[Opening LISTED RECORDS section]

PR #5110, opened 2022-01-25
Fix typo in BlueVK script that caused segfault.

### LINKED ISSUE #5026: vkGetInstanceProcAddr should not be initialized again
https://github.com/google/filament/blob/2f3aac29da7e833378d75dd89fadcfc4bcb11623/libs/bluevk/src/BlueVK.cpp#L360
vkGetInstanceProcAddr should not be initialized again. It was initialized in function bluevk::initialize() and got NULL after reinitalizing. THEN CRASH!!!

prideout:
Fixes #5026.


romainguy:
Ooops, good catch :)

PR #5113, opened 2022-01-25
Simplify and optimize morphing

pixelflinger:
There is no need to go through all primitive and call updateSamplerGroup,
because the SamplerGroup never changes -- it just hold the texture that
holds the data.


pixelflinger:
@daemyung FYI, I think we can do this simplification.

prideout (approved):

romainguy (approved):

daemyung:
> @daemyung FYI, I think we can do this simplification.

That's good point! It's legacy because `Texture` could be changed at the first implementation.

[Closing LISTED RECORDS section]
[Opening LISTED RECORDS section]

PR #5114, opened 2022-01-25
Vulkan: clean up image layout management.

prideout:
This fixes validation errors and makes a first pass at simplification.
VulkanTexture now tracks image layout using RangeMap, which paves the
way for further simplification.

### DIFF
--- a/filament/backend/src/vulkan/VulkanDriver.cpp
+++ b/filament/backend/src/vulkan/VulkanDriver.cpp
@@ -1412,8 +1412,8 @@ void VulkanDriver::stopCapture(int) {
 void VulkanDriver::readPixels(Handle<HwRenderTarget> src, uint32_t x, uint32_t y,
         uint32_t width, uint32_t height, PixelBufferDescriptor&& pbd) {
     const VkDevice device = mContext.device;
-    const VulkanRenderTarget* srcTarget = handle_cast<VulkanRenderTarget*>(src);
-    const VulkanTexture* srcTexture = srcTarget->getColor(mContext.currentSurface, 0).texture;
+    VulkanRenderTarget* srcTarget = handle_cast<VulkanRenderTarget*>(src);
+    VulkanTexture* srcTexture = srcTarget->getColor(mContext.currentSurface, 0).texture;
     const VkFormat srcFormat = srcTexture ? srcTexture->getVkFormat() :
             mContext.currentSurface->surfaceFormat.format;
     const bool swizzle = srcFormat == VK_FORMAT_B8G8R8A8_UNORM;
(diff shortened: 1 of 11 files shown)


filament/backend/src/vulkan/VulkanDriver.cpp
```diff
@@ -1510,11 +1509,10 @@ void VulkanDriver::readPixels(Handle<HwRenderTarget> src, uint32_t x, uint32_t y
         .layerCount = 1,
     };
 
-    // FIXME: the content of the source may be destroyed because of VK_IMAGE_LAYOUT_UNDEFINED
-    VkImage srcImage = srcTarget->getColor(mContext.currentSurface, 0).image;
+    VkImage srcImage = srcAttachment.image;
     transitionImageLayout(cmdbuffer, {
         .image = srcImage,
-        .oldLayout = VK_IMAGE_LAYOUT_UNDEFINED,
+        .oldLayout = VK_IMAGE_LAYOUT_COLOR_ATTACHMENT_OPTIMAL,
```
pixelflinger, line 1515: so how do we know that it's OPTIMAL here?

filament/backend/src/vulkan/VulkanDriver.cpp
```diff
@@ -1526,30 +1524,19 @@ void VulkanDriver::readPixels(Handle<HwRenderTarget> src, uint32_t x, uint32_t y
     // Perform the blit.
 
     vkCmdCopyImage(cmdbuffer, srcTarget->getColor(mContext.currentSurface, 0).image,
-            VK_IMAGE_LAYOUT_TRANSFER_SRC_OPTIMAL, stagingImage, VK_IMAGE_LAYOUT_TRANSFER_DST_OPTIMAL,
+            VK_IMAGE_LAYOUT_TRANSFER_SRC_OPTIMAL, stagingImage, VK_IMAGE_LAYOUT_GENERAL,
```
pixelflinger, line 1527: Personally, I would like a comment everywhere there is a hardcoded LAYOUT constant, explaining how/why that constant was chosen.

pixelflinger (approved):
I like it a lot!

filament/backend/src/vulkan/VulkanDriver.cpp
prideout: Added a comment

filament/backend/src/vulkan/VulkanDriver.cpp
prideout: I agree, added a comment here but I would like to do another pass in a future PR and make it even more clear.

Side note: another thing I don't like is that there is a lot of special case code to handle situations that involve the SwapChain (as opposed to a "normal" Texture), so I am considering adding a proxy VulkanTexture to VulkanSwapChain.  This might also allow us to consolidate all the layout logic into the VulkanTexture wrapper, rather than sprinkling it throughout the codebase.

[Closing LISTED RECORDS section]
[Opening LISTED RECORDS section]

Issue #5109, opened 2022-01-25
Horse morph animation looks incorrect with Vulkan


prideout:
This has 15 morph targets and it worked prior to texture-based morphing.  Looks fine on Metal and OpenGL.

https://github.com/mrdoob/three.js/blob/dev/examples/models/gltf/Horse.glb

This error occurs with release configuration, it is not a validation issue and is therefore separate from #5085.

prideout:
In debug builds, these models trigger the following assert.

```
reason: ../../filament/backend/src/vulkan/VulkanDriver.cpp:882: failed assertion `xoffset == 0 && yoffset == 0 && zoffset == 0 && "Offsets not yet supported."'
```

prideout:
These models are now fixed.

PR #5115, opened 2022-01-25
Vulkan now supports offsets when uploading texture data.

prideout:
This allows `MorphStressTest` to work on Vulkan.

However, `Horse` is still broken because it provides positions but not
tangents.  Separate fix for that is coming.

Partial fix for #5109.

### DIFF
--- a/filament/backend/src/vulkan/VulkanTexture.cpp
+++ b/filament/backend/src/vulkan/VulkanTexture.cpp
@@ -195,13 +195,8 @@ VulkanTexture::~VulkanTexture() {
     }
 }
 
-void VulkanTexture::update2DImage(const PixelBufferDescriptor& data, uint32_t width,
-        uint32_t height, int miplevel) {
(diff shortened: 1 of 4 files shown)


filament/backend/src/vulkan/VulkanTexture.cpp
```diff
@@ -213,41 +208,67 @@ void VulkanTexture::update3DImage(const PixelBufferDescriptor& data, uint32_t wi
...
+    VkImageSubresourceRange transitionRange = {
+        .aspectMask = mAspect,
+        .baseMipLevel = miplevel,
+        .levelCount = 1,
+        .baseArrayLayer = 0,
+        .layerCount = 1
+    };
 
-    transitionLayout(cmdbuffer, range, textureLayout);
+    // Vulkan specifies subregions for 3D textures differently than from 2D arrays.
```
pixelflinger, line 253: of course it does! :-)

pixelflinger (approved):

[Closing LISTED RECORDS section]

### WORK TASK
Give the number of lines in the entries that contain "srcTarget", and add nothing.

### FINISHED TASK
6